Zu den Standardqualitätsprüfungen für geschmiedete Stahlbauteile gehören:
- Mechanische Prüfung: Zugfestigkeit, Streckgrenze, Dehnung, Flächenreduzierung und Charpy-Schlagzähigkeit (bei bestimmten Temperaturen bis zu -196 °C in einigen kryogenen Anwendungen)

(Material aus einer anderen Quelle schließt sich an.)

PR #3434, opened 2026-08-20
EDM-5248: Define Scanner interface and extend store query

EfratIfergan:
## EDM-5248: Define Scanner interface and extend store query

**Jira:** https://redhat.atlassian.net/browse/EDM-5248
**Story type:** [DEV]
**Epic:** EDM-5246 — Backend Abstraction and Trustify Adapter (Feature EDM-4869)

> ⚠️ **Base of a stack.** This is the first PR in a stack. EDM-5249 (Trustify
> Scanner adapter and sync task refactor) is stacked on top and targets this
> branch. Merge this PR first, then EDM-5249 will retarget `main`.

### Summary
Introduces the backend-agnostic `vulnerability.Scanner` abstraction (interface,
DTOs, and a backend registry/factory) that lets Flight Control support multiple
vulnerability backends behind one contract, and extends the store query so the
sync pipeline can key on image references. No behavioral change to the existing
Trustify sync — this lays the groundwork for the Trustify adapter (EDM-5249) and
the Quay backend (EDM-5250).

### Changes
- **`internal/vulnerability`** — new package: `Scanner` interface,
  `Finding`/`Issuer`/`ImageRef` DTOs, and a `Register`/`NewScanner` backend
  registry + factory.
- **Config** — add vulnerability backend selection (`vulnerabilityReporting.backend`)
  with a Trustify default when a Trustify config is present.
- **Store** — `ListDeployedImageDigests` returns image references (digest + ref),
  with a stable tie-break that prefers a non-empty ref over an empty one for the
  same digest.
- **Sync task** — adapt to the `ImageRef`-based store query.

### Testing
- **Unit tests:** registry/factory resolution, config backend parsing, DTO
  handling; sync-task tests updated for the `ImageRef` return type.
- **Integration tests:** `ListDeployedImageDigests` `ImageRef` coverage,
  including the empty-vs-non-empty ref tie-break (320/320 store integration
  specs pass).
- **Coverage:** comprehensive behavioral coverage of the new public surface.

### Acceptance Criteria
- [ ] AC-1: Backend-agnostic `Scanner` interface + DTOs defined in `internal/vulnerability`.
- [ ] AC-2: Backend registry (`Register`/`NewScanner`) with factory resolution.
- [ ] AC-3: Vulnerability backend selection added to config.
- [ ] AC-4: `ListDeployedImageDigests` returns image references.
- [ ] AC-5: Non-empty image ref preferred in the tie-break for a shared digest.
- [ ] AC-6: Sync task adapted to the `ImageRef`-based query.
- [ ] AC-7: Existing tests pass; no behavioral change to Trustify sync.

---

### DIFF
--- a/deploy/helm/flightctl/values.schema.json
+++ b/deploy/helm/flightctl/values.schema.json
@@ -975,7 +975,7 @@
         "syncInterval": { "type": "string", "description": "Sync interval for periodic Trustify fetch (e.g. \"15m\", \"1h\")" },
         "backend": {
           "type": "string",
-          "description": "Vulnerability scanning backend. Currently only 'trustify' is supported; leave empty to default to Trustify when a trustify config is present.",
+          "description": "Vulnerability scanning backend. Currently only 'trustify' is supported; leave empty to default to Trustify when a trustify config with a non-empty endpoint is present.",
           "enum": ["", "trustify"]
         },
         "trustify": {
--- a/deploy/helm/flightctl/values.schema.json
+++ b/deploy/helm/flightctl/values.schema.json
@@ -973,6 +973,11 @@
       "properties": {
         "enabled": { "type": "boolean", "description": "Enable vulnerability integration (sync task + API endpoints)" },
         "syncInterval": { "type": "string", "description": "Sync interval for periodic Trustify fetch (e.g. \"15m\", \"1h\")" },
+        "backend": {
+          "type": "string",
+          "description": "Vulnerability scanning backend. Currently only 'trustify' is supported; leave empty to default to Trustify when a trustify config is present.",
+          "enum": ["", "trustify"]
+        },
         "trustify": {
           "type": "object",
           "description": "Trustify API connection details",
--- a/docs/user/installing/configuring-vulnerability-integration.md
+++ b/docs/user/installing/configuring-vulnerability-integration.md
@@ -61,6 +61,7 @@ The following table describes all configuration fields under the `vulnerabilityR
 |---|---|---|---|
 | `enabled` | boolean | `false` | Enables vulnerability integration. Set to `true` to activate sync and API endpoints. |
 | `syncInterval` | duration | `15m` | Interval between Trustify sync runs. Use Go duration syntax, for example `15m`, `1h`. |
+| `backend` | string | — | Vulnerability scanning backend. Currently only `trustify` is supported. When empty, defaults to Trustify if a `trustify` config is present. |
 | `trustify.endpoint` | string | — | Trustify API base URL. Required when `enabled` is `true`. |
 | `trustify.auth.mode` | string | `none` | Authentication mode. Allowed values: `none`, `client-credentials`. |
 | `trustify.auth.oidcIssuerUrl` | string | — | OIDC issuer URL. Required when `mode` is `client-credentials`. |
@@ -152,6 +153,7 @@ credentials as environment variables.
 |---|---|
 | `FLIGHTCTL_VULNERABILITY_REPORTING_ENABLED` | Enables or disables vulnerability integration. Accepted values: `true`, `1`, `false`, `0`. |
 | `FLIGHTCTL_VULNERABILITY_REPORTING_SYNC_INTERVAL` | Sync interval. Use Go duration syntax, for example `15m`. |
+| `FLIGHTCTL_VULNERABILITY_REPORTING_BACKEND` | Vulnerability scanning backend. Currently only `trustify` is supported. |
 | `FLIGHTCTL_VULNERABILITY_REPORTING_TRUSTIFY_ENDPOINT` | Trustify API base URL. |
 | `FLIGHTCTL_VULNERABILITY_REPORTING_TRUSTIFY_AUTH_MODE` | Authentication mode (`none` or `client-credentials`). |
 | `FLIGHTCTL_VULNERABILITY_REPORTING_TRUSTIFY_OIDC_ISSUER_URL` | OIDC issuer URL for client-credentials mode. |
--- a/docs/user/installing/configuring-vulnerability-integration.md
+++ b/docs/user/installing/configuring-vulnerability-integration.md
@@ -61,7 +61,7 @@ The following table describes all configuration fields under the `vulnerabilityR
 |---|---|---|---|
 | `enabled` | boolean | `false` | Enables vulnerability integration. Set to `true` to activate sync and API endpoints. |
 | `syncInterval` | duration | `15m` | Interval between Trustify sync runs. Use Go duration syntax, for example `15m`, `1h`. |
-| `backend` | string | — | Vulnerability scanning backend. Currently only `trustify` is supported. When empty, defaults to Trustify if a `trustify` config is present. |
+| `backend` | string | — | Vulnerability scanning backend. Currently only `trustify` is supported. When empty, defaults to Trustify if a `trustify` config with a non-empty `endpoint` is present. |
 | `trustify.endpoint` | string | — | Trustify API base URL. Required when `enabled` is `true`. |
 | `trustify.auth.mode` | string | `none` | Authentication mode. Allowed values: `none`, `client-credentials`. |
 | `trustify.auth.oidcIssuerUrl` | string | — | OIDC issuer URL. Required when `mode` is `client-credentials`. |
--- a/internal/config/config.go
+++ b/internal/config/config.go
@@ -776,12 +776,23 @@ func (c *Config) GetDependenciesSyncPollInterval() time.Duration {
 	return DefaultDependenciesSyncPollInterval
 }
 
+// VulnerabilityBackend selects which vulnerability scanning backend is active.
+type VulnerabilityBackend string
+
+const (
+	// VulnerabilityBackendTrustify selects the Trustify (TPA) backend.
+	VulnerabilityBackendTrustify VulnerabilityBackend = "trustify"
+)
+
 // VulnerabilityConfig holds configuration for the vulnerability integration feature.
 type VulnerabilityConfig struct {
 	// Enabled enables vulnerability integration (sync task + API endpoints).
 	Enabled bool `json:"enabled,omitempty"`
-	// SyncInterval is the interval between Trustify sync runs (e.g. "15m", "1h").
+	// SyncInterval is the interval between backend sync runs (e.g. "15m", "1h").
 	SyncInterval util.Duration `json:"syncInterval,omitempty"`
+	// Backend selects the vulnerability scanning backend. When empty, the sync
+	// task defaults to Trustify if a Trustify config is present.
+	Backend VulnerabilityBackend `json:"backend,omitempty"`
 	// Trustify holds the Trustify connection details (periodic service only).
 	Trustify *TrustifyConfig `json:"trustify,omitempty"`
 }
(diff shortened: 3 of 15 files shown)


internal/vulnerability/registry.go
```diff
@@ -0,0 +1,48 @@
...
+// NewScanner resolves the backend selected by cfg.Backend and constructs its
+// Scanner. When cfg.Backend is empty it defaults to Trustify if a Trustify
+// config is present (logging a deprecation warning), otherwise it errors.
+func NewScanner(cfg *config.VulnerabilityConfig) (Scanner, error) {
+	if cfg == nil {
+		return nil, fmt.Errorf("vulnerability config is nil")
+	}
+	backend := cfg.Backend
+	if backend == "" {
+		if cfg.Trustify != nil {
```
galel12: `cfg.Trustify != nil` is true for an empty `trustify: {}` block (or a Trustify struct created by env overrides before endpoint is set), so this triggers the trustify default even when there is no usable Trustify config.

`periodic_checker` only starts sync when `Trustify != nil` and builds the client from endpoint — same loose check today, but once EDM-5249 wires `NewScanner`, should the default be tied to something stricter, e.g. non-empty `Trustify.Endpoint`?

```suggestion
		if cfg.Trustify != nil && strings.TrimSpace(cfg.Trustify.Endpoint) != "" {
```

internal/vulnerability/registry.go
```diff
@@ -0,0 +1,48 @@
...
+			logrus.Warn(`vulnerability.backend not set; defaulting to "trustify" because trustify config is present. Set backend explicitly — this fallback will be removed in a future release.`)
```
galel12: This warns on every `NewScanner` call. If the periodic task constructs a scanner each poll (likely in EDM-5249) and `backend` stays empty, logs will spam.

Should we use `sync.Once` here, or resolve/log the default once at periodic startup?

internal/vulnerability/registry.go
```diff
@@ -0,0 +1,48 @@
...
+
+// ScannerFactory constructs a Scanner from the vulnerability configuration.
+type ScannerFactory func(cfg *config.VulnerabilityConfig) (Scanner, error)
+
+var registry = map[string]ScannerFactory{}
+
+// Register associates a backend name with a factory. Backends call this from an
+// init function so they self-register when their package is imported.
+func Register(name string, factory ScannerFactory) {
+	registry[name] = factory
```
galel12, line 32: `Register` silently overwrites an existing backend name. A duplicate `init()` registration would be hard to spot.

Worth a `logrus.Fatalf` / panic in tests, or at least a debug log when `registry[name]` is already set?

internal/config/config.go
```diff
@@ -1206,6 +1218,10 @@ func applyVulnerabilityReportingEnvVarOverrides(c *Config) {
 		c.VulnerabilityReporting = &VulnerabilityConfig{}
 	}
 
+	if backend != "" {
```
galel12, line 1222: `FLIGHTCTL_VULNERABILITY_REPORTING_BACKEND` is accepted with no validation. Invalid values (typo, wrong case) are stored and only fail later in `NewScanner`.

`ENABLED` and `SYNC_INTERVAL` warn on bad input — should `backend` do the same (or validate in `Validate()` against known backends)?

internal/store/vulnerabilityfinding/store.go
```diff
@@ -266,17 +267,27 @@ func (s *VulnerabilityFindingStore) createDeviceOpenCveEventIndexes(db *gorm.DB)
...
+// ListDeployedImageDigests returns one entry per distinct OS image digest
+// reported across all devices (all organizations), pairing each digest with a
+// deployed image reference. Digests that are NULL or empty are excluded; the
+// image reference may be empty when a device reports a digest but no image.
+// When several devices report the same digest with different references, the
+// smallest non-empty reference is returned (or an empty reference when none has
+// one) so the result is stable. NULLIF collapses empty images to NULL, which
+// sorts last (ASC = NULLS LAST), so a real reference always wins over an
+// empty/NULL one; the outer COALESCE then projects any remaining NULL back to "".
+func (s *VulnerabilityFindingStore) ListDeployedImageDigests(ctx context.Context) ([]vulnerability.ImageRef, error) {
```
galel12: Return type is now `[]vulnerability.ImageRef`, but the method is still `ListDeployedImageDigests`. Callers already need updating for this PR.

Worth renaming to `ListDeployedImageRefs` while the signature is changing, so the name matches what it returns?

internal/tasks/vulnerability_sync.go
```diff
@@ -103,19 +104,19 @@ func (t *VulnerabilitySync) Poll(ctx context.Context) {
...
+	if len(imageRefs) == 0 {
 		t.log.Info("No deployed image digests found, nothing to sync")
 		return nil, nil
 	}
 
-	t.log.Infof("Syncing vulnerabilities for %d unique image digests", len(digests))
+	t.log.Infof("Syncing vulnerabilities for %d unique image digests", len(imageRefs))
 
-	findingsMap, err := t.vulnClient.GetVulnerabilitiesForDigests(ctx, digests)
+	findingsMap, err := t.vulnClient.GetVulnerabilitiesForDigests(ctx, digestsFromImageRefs(imageRefs))
```
galel12, line 120: `imageRefs` are fetched then immediately stripped to digests for Trustify. Fine for no-behavior-change in this PR.

When EDM-5249 wires `Scanner.ScanImages`, this path should pass the full `[]ImageRef` through instead of `digestsFromImageRefs` — otherwise the store change does not reach Quay. Worth a short comment here so 5249 does not miss it?

```suggestion
	// TODO(EDM-5249): pass imageRefs to Scanner.ScanImages; Trustify ignores Image today.
	findingsMap, err := t.vulnClient.GetVulnerabilitiesForDigests(ctx, digestsFromImageRefs(imageRefs))
```

internal/vulnerability/registry.go
EfratIfergan: Good catch — adopted. The default now requires a usable endpoint: `cfg.Trustify != nil && strings.TrimSpace(cfg.Trustify.Endpoint) != ""`, so an empty `trustify: {}` block (or an env-created Trustify struct without an endpoint) no longer silently selects the backend. This matches what `periodic_checker` actually needs to build a client. Fixed in 555f722e.

internal/vulnerability/registry.go
EfratIfergan: Agreed — wrapped the deprecation warning in a package-level `sync.Once` so it fires at most once even when `NewScanner` is called per poll in EDM-5249. Fixed in 555f722e.

internal/vulnerability/registry.go
EfratIfergan: Agreed — `Register` now panics on a duplicate name (`vulnerability: backend %q already registered`) instead of silently overwriting. Since registration happens from `init()`, a duplicate is a programming error best surfaced loudly at startup (same spirit as `sql.Register`). Added a `TestRegisterDuplicatePanics` case. Fixed in 555f722e.

internal/config/config.go
EfratIfergan: I looked at this but decided to leave the env override as-is, for a couple of reasons:

- The authoritative "is this a known backend?" check lives in the registry, and `NewScanner` already fails with a clear message that lists the known backends (`unknown vulnerability backend %q (known: %v)`). That's the single source of truth for valid backends.
- The `config` package is imported *by* `internal/vulnerability`, so it can't consult the registry without creating an import cycle. Validating here would mean either duplicating the backend list in `config` (which drifts as backends are added) or hard-coding only `trustify` in the wrong layer.
- Unlike `ENABLED`/`SYNC_INTERVAL`, which parse into a specific type/format and can be validated locally, `backend` is a free-form key that's resolved elsewhere.

So I'd rather keep the validation in one place (`NewScanner`) than split it. Happy to revisit if we later want fail-fast config validation — that'd be a small `Validate()` hook that calls into the registry, once EDM-5249 wires a backend in.

internal/store/vulnerabilityfinding/store.go
EfratIfergan: Agreed — renamed to `ListDeployedImageRefs` across the interface, the store method, the sync task, and the unit/integration tests, so the name matches the `[]vulnerability.ImageRef` it returns. Fixed in 555f722e.

internal/tasks/vulnerability_sync.go
EfratIfergan: Added the marker verbatim right above the call so EDM-5249 doesn't miss it:

```go
// TODO(EDM-5249): pass imageRefs to Scanner.ScanImages; Trustify ignores Image today.
findingsMap, err := t.vulnClient.GetVulnerabilitiesForDigests(ctx, digestsFromImageRefs(imageRefs))
```

Fixed in 555f722e.

internal/vulnerability/registry.go
```diff
@@ -0,0 +1,63 @@
...
+func Register(name string, factory ScannerFactory) {
+	if _, exists := registry[name]; exists {
+		panic(fmt.Sprintf("vulnerability: backend %q already registered", name))
+	}
+	registry[name] = factory
+}
+
+// NewScanner resolves the backend selected by cfg.Backend and constructs its
+// Scanner. When cfg.Backend is empty it defaults to Trustify if a Trustify
+// config is present (logging a deprecation warning), otherwise it errors.
```
galel12: Doc drift from 555f722e: the empty-backend default now requires a non-empty `Trustify.Endpoint`, not merely a present `trustify` block. Same for the deprecation log text on line 47 (`"because trustify config is present"`).

```suggestion
// config with a non-empty Trustify endpoint is present (logging a deprecation warning), otherwise it errors.
```

internal/config/config.go
```diff
@@ -776,12 +776,23 @@ func (c *Config) GetDependenciesSyncPollInterval() time.Duration {
...
+
 // VulnerabilityConfig holds configuration for the vulnerability integration feature.
 type VulnerabilityConfig struct {
 	// Enabled enables vulnerability integration (sync task + API endpoints).
 	Enabled bool `json:"enabled,omitempty"`
-	// SyncInterval is the interval between Trustify sync runs (e.g. "15m", "1h").
+	// SyncInterval is the interval between backend sync runs (e.g. "15m", "1h").
 	SyncInterval util.Duration `json:"syncInterval,omitempty"`
+	// Backend selects the vulnerability scanning backend. When empty, the sync
+	// task defaults to Trustify if a Trustify config is present.
```
galel12: Same doc drift: default now needs a non-empty `trustify.endpoint`, not just a `trustify:` stanza. The user docs / Helm `values.yaml` comments still say "when a trustify config is present" — worth aligning in the same pass.

Also: `NewScanner` now enforces the endpoint gate, but `periodic_checker` still enables sync on `Trustify != nil` (so an empty `trustify: {}` block still starts the executor today). Should periodic adopt the same endpoint check now, or is that intentionally deferred to EDM-5249?

docs/user/installing/configuring-vulnerability-integration.md
```diff
@@ -61,6 +61,7 @@ The following table describes all configuration fields under the `vulnerabilityR
 |---|---|---|---|
 | `enabled` | boolean | `false` | Enables vulnerability integration. Set to `true` to activate sync and API endpoints. |
 | `syncInterval` | duration | `15m` | Interval between Trustify sync runs. Use Go duration syntax, for example `15m`, `1h`. |
+| `backend` | string | — | Vulnerability scanning backend. Currently only `trustify` is supported. When empty, defaults to Trustify if a `trustify` config is present. |
```
galel12: This still says "defaults to Trustify if a `trustify` config is present", but `NewScanner` now requires a non-empty `trustify.endpoint` for the empty-backend default. Should match the runtime behavior after 555f722e.

internal/vulnerability/registry.go
EfratIfergan: Agreed — fixed in 448f9812. Updated `NewScanner`'s doc comment to say the empty-backend default requires a Trustify config *with a non-empty endpoint*, and corrected the deprecation log text (now "because a non-empty trustify endpoint is configured"). The gate itself (`TrimSpace(cfg.Trustify.Endpoint) != ""`) was already in place from 555f722e; this only aligns the docs.

internal/config/config.go
EfratIfergan: Agreed on the doc drift — fixed in 448f9812. Updated the `Backend` field comment, the user docs, and the Helm `values.yaml`/`.gotmpl`/README to all say "a trustify config with a non-empty endpoint is present."

On the periodic question: the endpoint gate is deliberately **not** adopted in `periodic_checker` here. This PR is intentionally behavior-neutral, and `periodic_checker` still builds the Trustify client directly (gating on `Trustify != nil`) rather than via `NewScanner`. Rewiring it to `vulnerability.NewScanner` — which brings the endpoint gate with it — is done in the stacked **EDM-5249** (`eb36890f`). Doing it here would change runtime behavior (an empty `trustify: {}` block would stop starting the executor), so it belongs with that rewire.

docs/user/installing/configuring-vulnerability-integration.md
EfratIfergan: Agreed — fixed in 448f9812. Updated the config-reference table to say the empty-backend default applies when a `trustify` config with a non-empty `endpoint` is present, matching runtime behavior after 555f722e.

EfratIfergan:
**Re: the Api-Backward-Compatibility pre-merge check** (`ListDeployedImageDigests` → `ListDeployedImageRefs`):

This method is in `internal/store/vulnerabilityfinding` — an `internal/` package. Go forbids importing `internal/...` from outside the module, so there are no external consumers; the only caller is the vulnerability sync task in this same PR, updated in lockstep. The rename was itself requested in review to match the new `[]vulnerability.ImageRef` return type, and there's no cross-release API-stability surface here.

Adding a deprecated `[]string` wrapper would introduce a method with no in-repo caller purely to satisfy the heuristic. Could a maintainer confirm this check can be overridden for an internal-only rename? Happy to add the shim if the team would rather keep it green.

deploy/helm/flightctl/values.schema.json
```diff
@@ -973,6 +973,11 @@
       "properties": {
         "enabled": { "type": "boolean", "description": "Enable vulnerability integration (sync task + API endpoints)" },
         "syncInterval": { "type": "string", "description": "Sync interval for periodic Trustify fetch (e.g. \"15m\", \"1h\")" },
+        "backend": {
+          "type": "string",
+          "description": "Vulnerability scanning backend. Currently only 'trustify' is supported; leave empty to default to Trustify when a trustify config is present.",
```
galel12: `448f9812` updated the `backend` wording in `values.yaml`, `.gotmpl`, README, user docs, and the Go struct comment, but this schema description still says "when a trustify config is present". Should match the endpoint-gated default:

```suggestion
          "description": "Vulnerability scanning backend. Currently only 'trustify' is supported; leave empty to default to Trustify when a trustify config with a non-empty endpoint is present.",
```

galel12 (approved):
LGTM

- Härtenachweis: Die Brinell-Härte (HBW) wurde an repräsentativen Querschnitten und manchmal auch an Härtetraversen überprüft, um die Durchhärtung zu bestätigen
- Ultraschallprüfung (UT): 100 % volumetrische Prüfung auf Defekte unter der Oberfläche, wobei sich die Akzeptanzkriterien auf äquivalente Lochgrößen mit flachem Boden beziehen, die typischerweise je nach Spezifikation zwischen FBH 2 mm und FBH 6 mm liegen
- Überprüfung der chemischen Zusammensetzung: Pfannen- und Produktanalyse zur Bestätigung der Sortenkonformität, häufig mit strengeren Grenzwerten für Restelemente, als die Basisnorm erfordert
- Makro- und Mikrountersuchung: Querschnittsätzung zur Darstellung des Kornflusses, der Segregation und der inneren Festigkeit; metallografische Untersuchung zur Bestätigung der Korngröße und Mikrostruktur
Schmiedestücke, die die Ultraschallprüfung nach der Wärmebehandlung nicht bestehen, müssen verschrottet oder wiederverarbeitet werden – es gibt keine Reparaturmöglichkeit für interne Defekte in einem massiven Schmiedestück. Daher ist die Auswahl sauberer, vakuumentgaster Stahlbarren und eine sorgfältige Prozesskontrolle beim Schmieden von entscheidender Bedeutung für die Erzielung akzeptabler Ausbeuten, insbesondere bei großen Schmiedestücken aus legiertem Stahl für Energie- und Verteidigungsanwendungen.